A key business headwind is the introduction of value-added taxes (11% on basic telecom services and 6% on value-added telecom services) in June 2014, superseding a 3% business tax on net sales - this change is expected to impact profitability but has largely washed through by Q3 2015.

Economic headwinds in China also has the ability to dampen earnings in the near term. However, the e-commerce market continues to grow at an explosive pace - online retail sales grew by 33.3% y/y to RMB3.9 trillion in 2015. Furthermore, according to CNNIC, approximately 620 million Chinese use their mobile phones to access the Internet.

China Unicom and China Telecom started offering FDD-LTE 4G services in China in February 2015, and the two competitors signed a strategic deal to jointly build up networks in early 2016, as the deployment of 4G proved to be a challenge for the smaller competitors. We believe that China Mobile's domestically developed wireless technologies will always be favored by the authorities, giving it a head start to next-generation deployments.
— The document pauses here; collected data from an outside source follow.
PR #444, opened 2023-02-28
feat(ui): Add hover shortcuts and global shortcuts

oacs:
# Shortcuts hovers

Now if you hover some of the components that have shortcut a small preview of the shortcuts will be displayed on the footer:

HoverGifExample

## Changes:

- Add footer component  to display the shortcuts here
- useHover hook added
- useShorcut hook added - to fetch the shortcut context
- ShortcutProvider to store all the shortcuts and change the current module that it is hover
- Added example use of the shortcut hook for the Timeline component
- Added shortcuts for Viewport

### DIFF
--- a/packages/ui/src/Editor.tsx
+++ b/packages/ui/src/Editor.tsx
@@ -25,8 +25,12 @@ export function Editor() {
           end={<Viewport />}
         />
       }
-      end={<Timeline />}
-      footer={<Footer />}
+      end={
+        <div>
+          <Timeline />
+          <Footer />
+        </div>
+      }
     />
   ) : (
     <PresentationMode />
--- a/packages/ui/src/Editor.tsx
+++ b/packages/ui/src/Editor.tsx
@@ -26,10 +26,10 @@ export function Editor() {
         />
       }
       end={
-        <div>
+        <>
           <Timeline />
           <Footer />
-        </div>
+        </>
       }
     />
   ) : (
--- a/packages/ui/src/Editor.tsx
+++ b/packages/ui/src/Editor.tsx
@@ -1,5 +1,6 @@
 import {Sidebar} from './components/sidebar';
 import {Timeline} from './components/timeline';
+import {Footer} from './components/footer';
 import {Viewport} from './components/viewport';
 import {ResizeableLayout} from './components/layout';
 import {useState} from 'preact/hooks';
@@ -25,6 +26,7 @@ export function Editor() {
         />
       }
       end={<Timeline />}
+      footer={<Footer />}
     />
   ) : (
     <PresentationMode />
--- a/packages/ui/src/components/footer/Footer.tsx
+++ b/packages/ui/src/components/footer/Footer.tsx
@@ -1,0 +1,21 @@
+import {useShortcuts} from '../../contexts/shortcuts';
+import styles from './Footer.module.scss';
+
+export function Footer() {
+  const {shortcuts, currentModule} = useShortcuts();
+  return (
+    <div className={styles.root}>
+      {shortcuts[currentModule].map(({key, action, isGlobal}, index, arr) =>
+        isGlobal ? null : (
+          <div className={styles.shortcut}>
+            <span className={styles.key}>{key}</span>
+            <span className={styles.action}>{action}</span>
+            {index < arr.length - 1 && (
+              <span className={styles.separator}>|</span>
+            )}
+          </div>
+        ),
+      )}
+    </div>
+  );
+}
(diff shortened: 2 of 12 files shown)


packages/ui/src/contexts/shortcuts.tsx
```diff
@@ -0,0 +1,51 @@
...
+type ShortcutsByModule = Record<ShortcutModules, Shortcut[]>;
+type ShortcutsState = {
+  currentModule: ShortcutModules;
+  shortcuts: ShortcutsByModule;
+  setCurrentModule?: (module: ShortcutModules) => void;
+};
+
+const initialshortcuts: ShortcutsByModule = {
+  global: [
+    {key: 'Space', action: 'Toggle playback', isGlobal: true},
```
aarthificial, line 20: Is `isGlobal` necessary?
Since all global keys by definition are in the `global` module, we could just assume that it will never be set as the current module.

packages/ui/src/contexts/shortcuts.tsx
```diff
@@ -0,0 +1,51 @@
...
+    {key: '←', action: 'Previous frame', isGlobal: true},
```
aarthificial, line 21: We should use ligatures since the editor font supports them:
```suggestion
    {key: '<-', action: 'Previous frame', isGlobal: true},
```
This will make sure that the arrow width matches the rest of the font.

packages/ui/src/contexts/shortcuts.tsx
```diff
@@ -0,0 +1,51 @@
...
+    {key: '→', action: 'Next frame', isGlobal: true},
+    {key: 'Shift + ←', action: 'Reset to first frame', isGlobal: true},
+    {key: 'Shift + →', action: 'Seek to last frame', isGlobal: true},
+    {key: 'm', action: 'Toggle audio', isGlobal: true},
```
aarthificial, line 25: Using uppercase letters would be more readable:
```suggestion
    {key: 'M', action: 'Toggle audio', isGlobal: true},
```

packages/ui/src/contexts/shortcuts.tsx
```diff
@@ -0,0 +1,51 @@
...
+    {key: 'l', action: 'Toggle loop', isGlobal: true},
+  ],
+  timeline: [{key: 'f', action: 'Focus Playhead'}],
+  none: [],
```
aarthificial, line 29: There are also shortcuts available in the viewport:
- `0` reset the zoom
- `+`/`-` zoom in/out

packages/ui/src/hooks/useHover.ts
```diff
@@ -0,0 +1,40 @@
...
+  const _handleMouseOut = () => {
+    setValue(false);
+    handleMouseOut?.();
+  };
+
+  useEffect(
+    () => {
+      const node = ref.current;
+      if (node) {
+        node.addEventListener('mouseover', _handleMouseOver);
```
aarthificial, line 27: Is `mouseover` necessary? Seems like `mouseenter` would be enough.

packages/ui/src/Editor.tsx
```diff
@@ -21,6 +22,7 @@ export function Editor() {
         />
       }
       end={<Timeline />}
+      footer={<Footer />}
```
aarthificial, line 25: `ResizeableLayout` is meant to have only two panes.
We should put the status bar under the timeline instead:
```suggestion
      end={
        <div className="add-necessary-css">
          <Timeline />
          <Footer />
        </div>
      }
```

packages/ui/src/hooks/useHover.ts
oacs: Yeah, the behavior from `mouseenter` is kinda of buggy at least for me

packages/ui/src/components/footer/Footer.tsx
```diff
@@ -0,0 +1,17 @@
...
+
+export function Footer() {
+  const {shortcuts, currentModule} = useShortcuts();
+  return (
+    <div className={styles.root}>
+      {shortcuts[currentModule].map(({key, action}, index, arr) => (
+        <div>
+          <span className={styles.key}>{key}</span>
+          <span className={styles.action}>{action}</span>
+          {index < arr.length - 1}
```
aarthificial, line 12: This is no longer necessary

packages/ui/src/Editor.tsx
```diff
@@ -20,7 +21,12 @@ export function Editor() {
           end={<Viewport />}
         />
       }
-      end={<Timeline />}
+      end={
+        <div>
```
aarthificial, line 25: I think some CSS will be needed here because right now the timeline doesn't expand correctly:
image

aarthificial (changes requested):
The viewport shortcuts are now declared but `useShortcut` is not hooked up in the `Viewport`

aarthificial (approved):

aarthificial:
Awesome, thanks for the PR!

In October 2014, the three major mobile operators contributed all their tower assets into a joint-venture, China Tower. As part of the transaction, China Mobile will contribute RMB92.5 billion (book value) of towers to the joint-venture and, in return, receive 38% stake (single largest shareholder) in the joint-venture plus RMB57.6 billion in cash (RMB 6 billion payable now and the remaining by end 2017). This reduces the company's PP&E by 14% and increases its cash position from RMB451 billion to RMB509 billion.
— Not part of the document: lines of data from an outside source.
PR #409, opened 2021-05-19
dedupe state list during search

dwightguth:
This is an optimization of the search algorithm from the previous PR: we only insert a state into the state list once if it otherwise appears during search multiple times. We are still not guaranteed to process each state exactly once, but it does cut down significantly on the number of states processed in some use cases, such as when modeling threads in K.

### DIFF
--- a/runtime/util/search.cpp
+++ b/runtime/util/search.cpp
@@ -47,11 +47,14 @@ std::unordered_set<block *, HashBlock, KEq> take_search_steps(int64_t depth, blo
   }
 
   std::unordered_set<block *, HashBlock, KEq> results;
+  std::unordered_set<block *, HashBlock, KEq> states_set;
   states.clear();
+  states_set.insert(subject);
   states.push_back(subject);
   while(!states.empty() && depth != 0) {
     state = states.front();
     states.pop_front();
+    states_set.erase(state);
     if (depth > 0) depth--;
     uint64_t count;
     block **stepResults = take_search_step(state, &count);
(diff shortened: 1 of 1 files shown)


runtime/util/search.cpp
```diff
@@ -47,19 +47,25 @@ std::unordered_set<block *, HashBlock, KEq> take_search_steps(int64_t depth, blo
...
 
   std::unordered_set<block *, HashBlock, KEq> results;
+  std::unordered_set<block *, HashBlock, KEq> states_set;
   states.clear();
+  states_set.insert(subject);
   states.push_back(subject);
   while(!states.empty() && depth != 0) {
     state = states.front();
     states.pop_front();
+    states_set.erase(state);
```
theo25, line 57: Maybe I am wrong here, but why couldn't  we just not erase states from this set. If I understand correctly, the way it's implemented right now, we avoid exploring from the same state if it is already in the queue for future exploration. If we never erase states from the `states_set` data structure, we will also be avoiding re-exploring states that have been inserted and in the queue in the past, thus have already been explored.

theo25 (commented):
I think this is fine. I left a comment for a potential further optimization. If I am wrong, let me know and I will approve.

runtime/util/search.cpp
dwightguth: That is a good point.

theo25 (approved):

runtime/util/search.cpp
dwightguth: We chose not to do this because it causes a memory leak.

PR #411, opened 2021-06-09
don't print spurious error if we pass substitution filtering to kprint

dwightguth:


tools/kprint/main.cpp
```diff
@@ -9,7 +9,7 @@ using namespace kllvm::parser;
 sptr<KOREPattern> addBrackets(sptr<KOREPattern>, PrettyPrintData const&);
 
 int main (int argc, char **argv) {
-  if (argc != 3 && argc != 4) {
+  if (argc != 3 && argc != 4 && argv != 5) {
```
theo25: This seems like a typo, right? Maybe `argc != 5` ?

theo25: Never mind, already fixed

theo25 (approved):

gtrepta (approved):

PR #414, opened 2021-07-09
Fix two issues relating to the color and colors attributes in kprint

dwightguth:
This contains fixes for two bugs that @SchmErik discovered when taking the K tutorial. The first happened because we were not trimming whitespace from each part of the string after splitting it on the comma character, and the second happened because we were passing an incorrect length to std::string::substr. These should both work now.


SchmErik (approved):
I've built this and tried the lesson 09 tutorial exercises. This pull request builds and fixes the issues that I've been seeing. Thanks!

gtrepta (approved):
LGTM

PR #415, opened 2021-07-21
Enable building llvm-backend on MacOS with Apple Silicon (M1) CPU

spencerhaoxiao:
Currently, llvm-backend is assumed to build on MacOS running on Intel CPU with home-brew, and in the various build scripts it assumes the default installation directory of home-brew is `/usr/local`. However, home-brew for Apple Silicon (M1) is installed at `/opt/homebrew` (see [home-brew install.sh](https://raw.githubusercontent.com/Homebrew/install/HEAD/install.sh) Line 35). 

We use cmake environment variables to detect whether the host is running on MacOS with M1 CPU, and then set the variable `BREW_HOME` to `/opt/homebrew` and  to `/usr/local` if it is MacOS with Intel CPU. Then we use the custom variable to set the various include and lib paths.


CMakeLists.txt
```diff
@@ -29,11 +29,17 @@ set(CMAKE_EXE_LINKER_FLAGS_RELEASE "${CMAKE_EXE_LINKER_FLAGS_RELEASE} -flto")
...
+set(BREW_HOME "/opt/homebrew")
+else()	
 set(BACKEND_TARGET_TRIPLE "x86_64-apple-darwin")
+set(BREW_HOME "/usr/local")
+endif()
 if(NOT USE_NIX)
-include_directories(AFTER SYSTEM /usr/local/include)
-link_directories(AFTER /usr/local/lib)
-set(ENV{PKG_CONFIG_PATH} "/usr/local/opt/libffi/lib/pkgconfig")
+include_directories(AFTER SYSTEM /opt/homebrew/include)
```
dwightguth, line 40: Looks like you forgot to use BREW_HOME here

bin/llvm-kompile-clang
```diff
@@ -58,9 +58,9 @@ else
   MAINFILES=""
 fi
 
-if [[ "$OSTYPE" == "darwin"* ]]; then
+if [[ "$OSTYPE" == "Darwin"* ]]; then
   libraries="-liconv -lncurses"
-  flags="-L/usr/local/opt/libffi/lib -L/usr/local/lib -Wl,-u,_sort_table"
+  flags="-L/opt/homebrew/opt/libffi/lib -L/opt/homebrew/lib -Wl,-u,_sort_table"
```
dwightguth, line 63: And here

dwightguth (changes requested):
Looks like tests are failing on our mac ci. I see a couple lines that might explain why that is that I've highlighted, but I don't know for sure if they're the problem.

CMakeLists.txt
spencerhaoxiao: Thanks for spotting this, it is fixed now.

bin/llvm-kompile-clang
spencerhaoxiao: fixed

bin/llvm-kompile-clang
```diff
@@ -60,7 +60,7 @@ fi
 
 if [[ "$OSTYPE" == "Darwin"* ]]; then
   libraries="-liconv -lncurses"
-  flags="-L/opt/homebrew/opt/libffi/lib -L/opt/homebrew/lib -Wl,-u,_sort_table"
+  flags="-L${BREW_HOME}/opt/libffi/lib -L${BREW_HOME}/lib -Wl,-u,_sort_table"
```
dwightguth, line 63: this needs to be @BREW_HOME@

dwightguth (changes requested):

bin/llvm-kompile-clang
spencerhaoxiao: Thanks. Done.

PR #418, opened 2021-08-04
Parser: update rules to reflect KORE syntax change for ensures

### LINKED ISSUE #417: Support for new rule format
The LLVM backend should be updated so as to accept a new format for rules: https://github.com/kframework/k/issues/1945

There is already a PR up in the frontend set up to emit the new format: https://github.com/kframework/k/pull/2061
It just has to also be supported in the LLVM backend.

SchmErik:
There was an [issue](kframework/k#1945) where the the rule
```
rule LEFT => RIGHT requires REQUIRES ensures ENSURES
```
is translated to
```
axiom \implies(REQUIRES, \and(\equals(LEFT, RIGHT), ENSURES))
```
so that if ENSURES is \bottom and REQUIRES is anything else, then the axiom is axiom \bottom which is unsound. Actually, we want to say
```
axiom \implies(REQUIRES, \equals(LEFT, \and(RIGHT, ENSURES)))
```

There is a [pull request](kframework/k#2061) that changes the K frontend to emit the correct KORE syntax. This commit implements the change in the KORE syntax for the llvm-backend parsers.

Fixes #417

Signed-off-by: Erik Kaneda <erik.kaneda@runtimeverification.com>

### DIFF
--- a/lib/ast/AST.cpp
+++ b/lib/ast/AST.cpp
@@ -1159,6 +1159,12 @@ KOREPattern *KOREAxiomDeclaration::getRightHandSide() const {
               return andPattern2->getArguments()[1].get();
             }
           }
+        } else if (andPattern->getConstructor()->getName() == "\\equals" && andPattern->getArguments().size() == 2) {
+          if (auto andPattern2 = dynamic_cast<KORECompositePattern *>(andPattern->getArguments()[1].get())) {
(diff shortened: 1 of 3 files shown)


SchmErik:
@dwightguth this is ready for review

dwightguth (approved):

PR #419, opened 2021-08-10
Static term allocation

gtrepta:


lib/codegen/CreateStaticTerm.cpp
```diff
@@ -0,0 +1,318 @@
...
+  if (!globalVar->hasInitializer()) {
+    std::vector<llvm::Constant *> blockVals;
+
+    llvm::StructType *BlockHeaderType
+        = getTypeByName(Module, BLOCKHEADER_STRUCT);
+    uint64_t headerVal = symbol->getTag();
+    uint64_t sizeInBytes = llvm::DataLayout(Module).getTypeAllocSize(BlockType);
+    assert(sizeInBytes % 8 == 0);
+    headerVal |= (sizeInBytes / 8) << 32;
+    headerVal |= (uint64_t)symbol->getLayout() << LAYOUT_OFFSET;
```
dwightguth, line 44: Can we please refactor this out into its own function rather than duplicating the logic in `getBlockHeader`?

dwightguth (changes requested):
Overall looks good, but I had a couple requests

dwightguth (approved):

In November 2015, China Mobile acquired assets of Tietong from its parent (CMCC) for RMB34 billion TEV. Tietong, formerly Railway Communications, is China's third largest fixed line ISP behind China Telecom and China Netcom. Tietong generated RMB23 billion of revenue and RMB7 billion of EBITDA in 2014.
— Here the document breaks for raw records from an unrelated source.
PR #425, opened 2021-09-14
Add hook for kompiled directory metadata

Baltoli:
This PR implements the feature suggested in [this issue](https://github.com/kframework/k/issues/1889) - that the LLVM backend should be able to provide a hooked function that returns the current `*-kompiled` directory.

The necessary information is already passed through from the command line to the LLVM backend in debug mode, so the implementation just reads the baked-in symbol and constructs a boxed K string object to return. The hook is tested with a unit test in the backend using a mocked symbol.

On the frontend side, I'll implement a matching PR that adds an appropriate function symbol to the `K-REFLECTION` module, along with an integration test.

### DIFF
--- a/lib/codegen/CreateTerm.cpp
+++ b/lib/codegen/CreateTerm.cpp
@@ -1,20 +1,20 @@
 #include "kllvm/codegen/CreateTerm.h"
-#include "kllvm/codegen/Util.h"
 #include "kllvm/codegen/Debug.h"
+#include "kllvm/codegen/Util.h"
 
 #include <gmp.h>
 #include <iomanip>
 #include <iostream>
 
-#include "llvm/IRReader/IRReader.h"
+#include "runtime/header.h" //for macros
 #include "llvm/IR/BasicBlock.h"
 #include "llvm/IR/Constants.h"
 #include "llvm/IR/DerivedTypes.h"
 #include "llvm/IR/Instructions.h"
+#include "llvm/IRReader/IRReader.h"
 #include "llvm/Support/MemoryBuffer.h"
 #include "llvm/Support/SourceMgr.h"
 #include "llvm/Support/raw_ostream.h"
-#include "runtime/header.h" //for macros
 
 namespace kllvm {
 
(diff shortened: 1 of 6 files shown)


lib/codegen/CreateTerm.cpp
```diff
@@ -651,6 +656,21 @@ llvm::Value *CreateTerm::createHook(KORECompositePattern *hookAtt, KOREComposite
...
+        dirString->getValueType(), dirString, {zero, zero},
+        "hook_KREFLECTION_kompiledDir", CurrentBlock);
+
+    if (auto arrayTy = llvm::dyn_cast<llvm::ArrayType>(dirString->getValueType())) {
+      auto len = llvm::ConstantInt::get(llvm::Type::getInt64Ty(Ctx), arrayTy->getNumElements() - 1);
+      return createFunctionCall("makeString", {SortCategory::Symbol, 0}, {ptr, len}, false, false);
+    } else {
+      assert(false && "Kompiled directory global is not a string");
+      abort();
+    }
```
Baltoli, line 673: Is there a better / more standard way of handling errors than this? This is a global value we create ourselves earlier in compilation, so I can't see a non-exceptional path on which it wouldn't be a string.

lib/codegen/CreateTerm.cpp
```diff
@@ -651,6 +656,21 @@ llvm::Value *CreateTerm::createHook(KORECompositePattern *hookAtt, KOREComposite
     llvm::Value *first = (*this)(pattern->getArguments()[0].get()).first;
     llvm::Value *second = (*this)(pattern->getArguments()[1].get()).first;
     return llvm::BinaryOperator::Create(llvm::Instruction::URem, first, second, "hook_MINT_urem", CurrentBlock);
+  } else if (name == "KREFLECTION.kompiledDir") {
```
dwightguth, line 659: This is not typically how we implement most hooks. The ones here are implemented this way out of necessity, but in general, we prefer to use the libraries in the `runtime` directory. You are looking to define a function named `hook_KREFLECTION_kompiledDir`

dwightguth (changes requested):
The code for making sure you have the correct path baked into the binary unconditionally is fine, but we typically implement most hooks using named c++ functions that are extern "C", rather than via code generation like this.

unittests/runtime-io/io.cpp
```diff
@@ -470,6 +473,11 @@ BOOST_AUTO_TEST_CASE(time) {
   BOOST_CHECK(tt >= 1573756117);
 }
 
+BOOST_AUTO_TEST_CASE(kompiledDir) {
+  auto dir = hook_KREFLECTION_kompiledDir();
+  BOOST_CHECK_EQUAL(0, strcmp(dir->data, kompiled_directory));
```
dwightguth, line 478: Let's use memcmp here because dir->data isn't necessarily null terminated

Baltoli: The LLVM code that constructs the symbol (see [docs here](https://llvm.org/doxygen/classllvm_1_1ConstantDataArray.html#a3edef3fa47c611d3d10606591213e57b) guarantees that it will be a null-terminated C string.

If we don't want to rely on that behaviour, I will need to also go back and bake in a `kompiled_directory_length` global so that we know how many bytes to `memcmp` against.

dwightguth (approved):
I'm going to approve, but you should also add a check that the length of the string returned by the hook is equal to the length of the kompiled_directory global, because otherwise, one could technically be a substring of the other and the check would still pass.

PR #428, opened 2021-09-20
Cleanup CMake llvm code

dwightguth:
Ups the minimum required LLVM version to 10 and does some spring-cleaning type changes to the CMake build system where llvm is concerned. Should bring us mostly in alignment with how LLVM documentation recommends you structure your out-of-source CMake build.


theo25 (approved):
Looks good to me.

In China, we prefer China Mobile due to its market share leadership, strong cash flow, pristine balance sheet, as well as long-standing investments into domestic wireless technologies.

China Mobile (pro forma for the tower transaction) is currently trading at about 4x LTM EV/EBITDA, whereas Asia mobile and telecom operators trade an an average of 6-7x. The company has a net cash position of nearly RMB450 billion (over RMB 500 billion if pro forma for the tower transaction).

Long China Mobile shares at HK$83.00 (5.1% from its 52-week low) with a stop loss at HK$78.00.

Catalysts

  • ARPU and profitability turnaround driven by 4G and development of mobile commerce in China
  • Potential special dividend (cash at HK$24 per share, including cash to be received from the tower transaction) due to significant cash pile
  • Unlocking of value from the tower business (assuming USD100,000 EV/tower, HK$4.75 per share will be "unlocked")

Analyst's Disclosure: I am/we are long CHL.